けれども、マリーの中で、尋ねたい欲求がむくむくと湧き上がってくるのを抑えることが出来ない。しかし、どう考えても気軽に尋ねていい雰囲気ではなさそうで、もやもやとした感情が口の中に充満する。口を開くと我慢できなくなりそうなので、マリーが無言のままマリアの背中を見つめた。
(金が欲しい……ねえ。多少は融通してやってもいいんだけど、俺もそんなに余裕は無いしなあ……かといって、知らぬ存ぜぬというのもなあ……)
ふと、マリーは振り返った。シャラの背中が見える……握りしめられた手が、白くなっていた。遠目からでも分かるぐらいに、力が込められているのが見えた。
なぜか、マリーの背筋に悪寒が走る。なにやら大変な事態が近づいているのではなかろうか……そんな予感をマリーは感じていた。
マリーの予感は、的中した。
「クソ娼婦共! 取り立てに来てやったぞ!」
一声聞いただけで胸糞が悪くなってくる。そんな罵声がマリーたちの元に飛び込んできたのは、休憩も終わろうとしていた頃であった。そろそろ本来の用事を済ませようかな、という具合に椅子から立ち上がったマリーが、驚きに振り返る。

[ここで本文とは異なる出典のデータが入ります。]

PR #1844, opened 2025-06-29
Avoid deprecated `org.eclipse.jdt.ui.actions.ShowInPackageViewAction`

ruspl-afed:


ui/org.eclipse.pde.ui/src/org/eclipse/pde/internal/ui/editor/ShowInPackageExplorer.java
```diff
@@ -0,0 +1,49 @@
...
+import org.eclipse.jdt.core.IPackageFragment;
+import org.eclipse.jdt.ui.JavaUI;
+import org.eclipse.jface.viewers.StructuredSelection;
+import org.eclipse.pde.internal.ui.PDEPlugin;
+import org.eclipse.ui.IViewPart;
+import org.eclipse.ui.PartInitException;
+import org.eclipse.ui.part.IShowInTarget;
+import org.eclipse.ui.part.ShowInContext;
+
+public final class ShowInPackageExplorer implements Runnable {
```
HannesWell, line 27: Wouldn't it be simpler to just have a static method `showInPackageExplorer(IPackageFragment fragment)`?
Then the callers would not first have to map an optional to a new instance of this class and run it if present, instead it could just be `...ifPresent(ShowInPackageExplorer::showInPackageExplorer)`.

And encapsulating this one action in a whole class is IMHO a bit heavy-weight. I think the static method would then be sufficiently small to add it e.g. to `EditorUtilities`, where many similar methods already reside.

HannesWell (commented):
Thanks for helping to get rid of deprecated code.

ui/org.eclipse.pde.ui/src/org/eclipse/pde/internal/ui/editor/ShowInPackageExplorer.java
laeubi: I fail to see what benefits it gives us to implement runnable here? Also the class does not seem to encapsulate any data except it being a data-carrier for the `IPackageFragment`. So using a static method in a place that already exits and could be reused by other place to not look "bad" to me, even though I think there are no strict rules we are forced to follow.

In general of course try to follow the existing style of a project (regardless of its considered bad or not) could have some like this results usually in smaller patch sets that are easier to review and the project has not to learn new styles.

So I think that can be sen more as a guidance or maybe a personal preference than some hard rules we like to enforce.

ui/org.eclipse.pde.ui/src/org/eclipse/pde/internal/ui/editor/plugin/ExportPackageSection.java
```diff
@@ -357,16 +354,8 @@ private IPackageFragment getPackageFragment(ISelection sel) {
...
-		if (frag != null) {
-			try {
-				IViewPart part = PDEPlugin.getActivePage().showView(JavaUI.ID_PACKAGES);
-				ShowInPackageViewAction action = new ShowInPackageViewAction(part.getSite());
-				action.run(frag);
-			} catch (PartInitException e) {
-			}
-		}
+	private void handleGoToPackage(IStructuredSelection selection) {
+		Optional.ofNullable(getPackageFragment(selection)).map(ShowInPackageExplorer::new).ifPresent(r -> r.run());
```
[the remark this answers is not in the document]
ruspl-afed: > I would have expected it that getPackageFragment(selection); already returns an optional here.

It was so in initial version, but then the fight with `null` spreads more and more and I reverted it to avoid loosely related changes.

ui/org.eclipse.pde.ui/src/org/eclipse/pde/internal/ui/editor/ShowInPackageExplorer.java
ruspl-afed: Strange GitHub infra issue
image

ruspl-afed: did another force push to my fork and now it is updated

ui/org.eclipse.pde.ui/src/org/eclipse/pde/internal/ui/editor/plugin/ExportPackageSection.java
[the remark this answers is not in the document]
ruspl-afed: @laeubi I suggest to revwork nullable `IPackageFragment getPackageFragment` to `Optional<IPackageFragment> extractPackageFragment` with another PR

HannesWell (commented):
Thanks for the updates, the code looks good to me now.

I just think we should not add generic comments to the contributors list.
But besides that I'm fine with this change.

ui/org.eclipse.pde.ui/src/org/eclipse/pde/internal/ui/editor/EditorUtilities.java
```diff
@@ -10,6 +10,7 @@
  *
  *  Contributors:
  *     IBM Corporation - initial API and implementation
+ *     see git history
```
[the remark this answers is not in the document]
ruspl-afed: ok, this was another point to clarify, thank you for your feedback @HannesWell 
this line was reverted in all files

PR #2337, opened 2026-05-17
Add WildcardCompatibilityTests reproducing false-positive API delta for ? extends Object vs ?

laeubi:


apitools/org.eclipse.pde.api.tools/src/org/eclipse/pde/api/tools/internal/comparator/ClassFileComparator.java
```diff
@@ -2070,11 +2070,34 @@ private String getMethodDisplayName(IApiMethod method, IApiType type) {
...
+	 * <p>
+	 * The pattern {@code +Ljava/lang/Object;} is unambiguous: it specifically
+	 * matches the direct {@code ? extends Object} bound and cannot be confused
+	 * with array types ({@code +[Ljava/lang/Object;}) or other class names.
+	 */
+	private static String normalizeWildcardExtendsObject(String signature) {
+		if (signature == null || signature.indexOf('+') < 0) {
+			return signature;
+		}
+		return signature.replace("+Ljava/lang/Object;", "*"); //$NON-NLS-1$ //$NON-NLS-2$
```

再度聞こえてきた罵声に、マリーは声の主が外にいることを悟った。
「なんだ、どうしたんだ、いったい?」
困惑に首を傾げるマリーが、事情を求めて席に座る3人へと視線を向けて……動きを止めた。見れば、一緒に席についていたマリア、サララ、シャラの三人の顔色が、わずかに強張っていた。
「……ど、どうした?」
おずおずと、マリーは3人へと声を掛ける。ハッと我に返った3人は、互いの顔を見合わせると、無言のまま椅子から腰をあげた。厳しい眼差しでマリーの横を通り過ぎて、廊下へと出ていく。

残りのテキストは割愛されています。